The speed of a stream is 5mph. A boat travels 5 miles upstream in the same time it takes to travel 15 miles downstream. What is the speed of the boat in still water?

Answer 1

x = speed in still water
x-5 = speed upstream
x+5 = speed downstream
5/(x-5) = 15/(x+5)
15x-75 = 5x +25
10x = 100
x =10 mph

Answer 2

the boat loses 5 mph going up the stream, and gains 5mph going down it, since the stream is running at 5 mph. so, let "S" = the boats speed in still water. heres your two equations.
going upstream- 5= S - 5
going downstream- 15= S + 5
hope that sort of helps, im really not too good at explaining stuff, but just incase you really dont care anyhow, the answer is "the boat goes 10 mph in still water

Answer 3

let x be speed in still water and know the formula d=rt which means distance=rate of speed multiply time
this needs to be in the form d/r = t
now write 5/(x-5) = 15/(x+5)
upstream time = downstream time
solve this and get 10=x
so in still water 10 milesperhour

Answer 4

it's all in setting up your problem
time = time
rate - 5 = 5 (upstream)
and
rate +5 = 15 (downstream -with the current)

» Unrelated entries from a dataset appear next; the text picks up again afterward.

PR #328, opened 2019-05-09
Support compilation with VK_NO_PROTOTYPES defined

res2k:
Some third-party libraries includes `vulkan.h` with `VK_NO_PROTOTYPES` defined (e.g. Qt).
Currently, to use Vulkan-Hpp with these libraries you need to include the Vulkan and certain Qt headers in the correct order.
This patch avoids this hassle by supporting compilation with VK_NO_PROTOTYPES defined.

This works by adding checks for `VK_NO_PROTOTYPES` and disables code that relies on the prototypes:
`DispatchLoaderStatic` and certain initializations of `DispatchLoader`.

This also means that you _need_ to manually provide a Dispatcher (`DispatchLoaderDynamic` or somethinh custom) for all Vulkan-Hpp calls; but presumably you're using some kind of dynamic dispatching anyway if you haven't got the prototypes.

### DIFF
--- a/VulkanHppGenerator.cpp
+++ b/VulkanHppGenerator.cpp
@@ -2354,6 +2354,7 @@ void VulkanHppGenerator::writeDispatchLoaderDynamic(std::ostream &os)
   public:
     DispatchLoaderDynamic() = default;
 
+#if !defined(VK_NO_PROTOTYPES)
     // This interface is designed to be used for per-device function pointers in combination with a linked vulkan library.
     DispatchLoaderDynamic(vk::Instance const& instance, vk::Device const& device = {})
     {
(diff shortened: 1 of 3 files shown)


mtavenrath:
@res2k Thank you for your contribution. We plan to merge your change, but have to ask you to add the newly generated vulkan.hpp to this PR.

res2k:
> add the newly generated vulkan.hpp to this PR.

Sure, is on branch.

Carandiru0:
This screws up the usage of Volk for me. 
I have simply exposed the DispatchLoaderStatic by removing the new #ifdefs that surrounded it. And deleted the NeedsExplicitDispatchLoader typedef to get it working again
Using latest version of Volk and have predefined VK_NO_PROTOTYPES

DispatchLoaderStatic, in this case, maps to the functions defined in Volk nicely, I do not link with the vulkan.lib static library.

. This regression should be reverted or make the changes as stated above.

Attached changed vulkan.hpp that has me compiling again. Thanks.

[vulkan.zip](https://github.com/KhronosGroup/Vulkan-Hpp/files/3591290/vulkan.zip)

res2k:
Can you be more specific than "screws up"?

res2k:
Okay, I took a look at what Volk does:
1. `#define`s `VK_NO_PROTOTYPES`
2. Includes `vulkan.h`
3. Defines it's own Vulkan "functions" (pointers actually)

So the simplest solution is to `#undef`ine `VK_NO_PROTOTYPES` after Volk made it's own function definitions. Arguably, that would also be a more consistent state of affairs - there _are_ prototype-compatible definitions available, but currently the macro says there aren't.

Anyway, such an `#undef VK_NO_PROTOTYPES` could either happen in Volk itself (you'd need to file a PR there) or in your own code (after including `volk.h`, before `vulkan.hpp`).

add 5 to first (both sides)
subtract 5 from second (both sides)

speed is 10 mph

Answer 5

The boat travels at 10mph in still water

Answer 6

river speed = R = 5mph
boat speed = B

distance = rate * time
5 = (B-5)t
15 = (B+5)t
so substitute
t=5/(B-5)
15 = (B+5)*(5)/(B-5)
15 = (5B+25)/(B-5)
B = 10

Answer: 10mph

Answer 7

time = time
15 / (B+5) = 5 / (B - 5) . . . . cancel 5
3 (B - 5) = ( B + 5 )
3 B - 15 = B + 5
2B = 10
B = 5 mph . . . rate of the boat

Answer 8

It would be 10 miles per hour.

Answer 9

very easy 10 mph